TASK BRIEF:
What you return should match the records below exactly.

Stored data:
· · · ·
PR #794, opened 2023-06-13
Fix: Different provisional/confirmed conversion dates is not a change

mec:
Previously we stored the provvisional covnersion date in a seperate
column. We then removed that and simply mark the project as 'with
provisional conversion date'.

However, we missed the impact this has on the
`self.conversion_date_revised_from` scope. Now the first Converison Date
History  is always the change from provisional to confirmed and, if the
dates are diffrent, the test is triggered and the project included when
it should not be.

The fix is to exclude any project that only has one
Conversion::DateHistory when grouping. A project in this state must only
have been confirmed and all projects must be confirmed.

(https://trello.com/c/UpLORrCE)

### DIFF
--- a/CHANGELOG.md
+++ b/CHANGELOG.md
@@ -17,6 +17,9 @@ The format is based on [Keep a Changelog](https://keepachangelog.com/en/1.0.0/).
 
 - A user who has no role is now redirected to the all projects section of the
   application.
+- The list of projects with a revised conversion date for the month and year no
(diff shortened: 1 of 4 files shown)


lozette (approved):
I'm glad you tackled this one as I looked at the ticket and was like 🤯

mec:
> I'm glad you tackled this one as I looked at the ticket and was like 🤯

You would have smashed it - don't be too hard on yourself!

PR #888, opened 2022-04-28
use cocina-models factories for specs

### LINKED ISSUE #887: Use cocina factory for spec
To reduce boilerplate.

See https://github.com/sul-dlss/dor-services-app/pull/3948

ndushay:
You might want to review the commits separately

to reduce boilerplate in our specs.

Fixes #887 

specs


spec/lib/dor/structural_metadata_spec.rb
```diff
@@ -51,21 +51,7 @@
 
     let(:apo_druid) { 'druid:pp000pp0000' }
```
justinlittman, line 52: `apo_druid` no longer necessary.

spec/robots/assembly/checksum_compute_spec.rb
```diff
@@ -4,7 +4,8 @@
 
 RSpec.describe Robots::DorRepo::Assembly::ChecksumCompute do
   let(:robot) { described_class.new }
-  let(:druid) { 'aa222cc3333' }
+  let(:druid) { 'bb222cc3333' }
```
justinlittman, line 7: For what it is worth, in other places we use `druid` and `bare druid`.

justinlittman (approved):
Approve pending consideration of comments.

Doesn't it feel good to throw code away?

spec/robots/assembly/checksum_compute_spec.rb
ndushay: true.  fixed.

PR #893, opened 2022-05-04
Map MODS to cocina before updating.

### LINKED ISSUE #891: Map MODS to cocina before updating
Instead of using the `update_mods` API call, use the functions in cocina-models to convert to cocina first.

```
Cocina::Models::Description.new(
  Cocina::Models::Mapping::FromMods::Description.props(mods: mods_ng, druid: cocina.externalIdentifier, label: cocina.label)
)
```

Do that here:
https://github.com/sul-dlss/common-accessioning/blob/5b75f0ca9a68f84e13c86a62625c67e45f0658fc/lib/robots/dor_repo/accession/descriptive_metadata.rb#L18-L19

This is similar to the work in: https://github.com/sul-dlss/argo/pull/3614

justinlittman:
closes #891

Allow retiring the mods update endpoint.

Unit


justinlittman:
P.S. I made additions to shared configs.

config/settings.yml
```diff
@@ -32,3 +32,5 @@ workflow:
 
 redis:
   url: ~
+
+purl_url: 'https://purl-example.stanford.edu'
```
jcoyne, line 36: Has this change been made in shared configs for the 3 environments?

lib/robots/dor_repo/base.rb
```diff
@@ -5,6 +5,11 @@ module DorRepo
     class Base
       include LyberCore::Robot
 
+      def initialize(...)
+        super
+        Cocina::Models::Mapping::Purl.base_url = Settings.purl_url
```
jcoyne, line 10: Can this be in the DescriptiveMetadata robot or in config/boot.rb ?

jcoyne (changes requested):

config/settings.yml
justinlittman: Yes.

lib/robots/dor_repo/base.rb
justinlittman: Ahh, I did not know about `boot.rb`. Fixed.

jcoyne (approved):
· · · ·
REPLY:
PR #794, opened 2023-06-13
Fix: Different provisional/confirmed conversion dates is not a change

mec:
Previously we stored the provvisional covnersion date in a seperate
column. We then removed that and simply mark the project as 'with
provisional conversion date'.

However, we missed the impact this has on the
`self.conversion_date_revised_from` scope. Now the first Converison Date
History  is always the change from provisional to confirmed and, if the
dates are diffrent, the test is triggered and the project included when
it should not be.

The fix is to exclude any project that only has one
Conversion::DateHistory when grouping. A project in this state must only
have been confirmed and all projects must be confirmed.

(https://trello.com/c/UpLORrCE)

### DIFF
--- a/CHANGELOG.md
+++ b/CHANGELOG.md
@@ -17,6 +17,9 @@ The format is based on [Keep a Changelog](https://keepachangelog.com/en/1.0.0/).
 
 - A user who has no role is now redirected to the all projects section of the
   application.
+- The list of projects with a revised conversion date for the month and year no
(diff shortened: 1 of 4 files shown)


lozette (approved):
I'm glad you tackled this one as I looked at the ticket and was like 🤯

mec:
> I'm glad you tackled this one as I looked at the ticket and was like 🤯

You would have smashed it - don't be too hard on yourself!

PR #888, opened 2022-04-28
use cocina-models factories for specs

### LINKED ISSUE #887: Use cocina factory for spec
To reduce boilerplate.

See https://github.com/sul-dlss/dor-services-app/pull/3948

ndushay:
You might want to review the commits separately

to reduce boilerplate in our specs.

Fixes #887 

specs


spec/lib/dor/structural_metadata_spec.rb
```diff
@@ -51,21 +51,7 @@
 
     let(:apo_druid) { 'druid:pp000pp0000' }
```
justinlittman, line 52: `apo_druid` no longer necessary.

spec/robots/assembly/checksum_compute_spec.rb
```diff
@@ -4,7 +4,8 @@
 
 RSpec.describe Robots::DorRepo::Assembly::ChecksumCompute do
   let(:robot) { described_class.new }
-  let(:druid) { 'aa222cc3333' }
+  let(:druid) { 'bb222cc3333' }
```
justinlittman, line 7: For what it is worth, in other places we use `druid` and `bare druid`.

justinlittman (approved):
Approve pending consideration of comments.

Doesn't it feel good to throw code away?

spec/robots/assembly/checksum_compute_spec.rb
ndushay: true.  fixed.

PR #893, opened 2022-05-04
Map MODS to cocina before updating.

### LINKED ISSUE #891: Map MODS to cocina before updating
Instead of using the `update_mods` API call, use the functions in cocina-models to convert to cocina first.

```
Cocina::Models::Description.new(
  Cocina::Models::Mapping::FromMods::Description.props(mods: mods_ng, druid: cocina.externalIdentifier, label: cocina.label)
)
```

Do that here:
https://github.com/sul-dlss/common-accessioning/blob/5b75f0ca9a68f84e13c86a62625c67e45f0658fc/lib/robots/dor_repo/accession/descriptive_metadata.rb#L18-L19

This is similar to the work in: https://github.com/sul-dlss/argo/pull/3614

justinlittman:
closes #891

Allow retiring the mods update endpoint.

Unit


justinlittman:
P.S. I made additions to shared configs.

config/settings.yml
```diff
@@ -32,3 +32,5 @@ workflow:
 
 redis:
   url: ~
+
+purl_url: 'https://purl-example.stanford.edu'
```
jcoyne, line 36: Has this change been made in shared configs for the 3 environments?

lib/robots/dor_repo/base.rb
```diff
@@ -5,6 +5,11 @@ module DorRepo
     class Base
       include LyberCore::Robot
 
+      def initialize(...)
+        super
+        Cocina::Models::Mapping::Purl.base_url = Settings.purl_url
```
jcoyne, line 10: Can this be in the DescriptiveMetadata robot or in config/boot.rb ?

jcoyne (changes requested):

config/settings.yml
justinlittman: Yes.

lib/robots/dor_repo/base.rb
justinlittman: Ahh, I did not know about `boot.rb`. Fixed.

jcoyne (approved):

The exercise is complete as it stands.